Exercise instructions: Filter the entries below down to the lines that hold "only".

Records for the exercise:
PR #1120, opened 2023-06-14
Deploy docs only from master branch commits

Yaraslaut:
We need to update  web page only when we make commits in master, otherwise if someone creates a pull request into master branch this person can update our web page


christianparpart (approved):
thanks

Answer box:
Deploy docs only from master branch commits
We need to update  web page only when we make commits in master, otherwise if someone creates a pull request into master branch this person can update our web page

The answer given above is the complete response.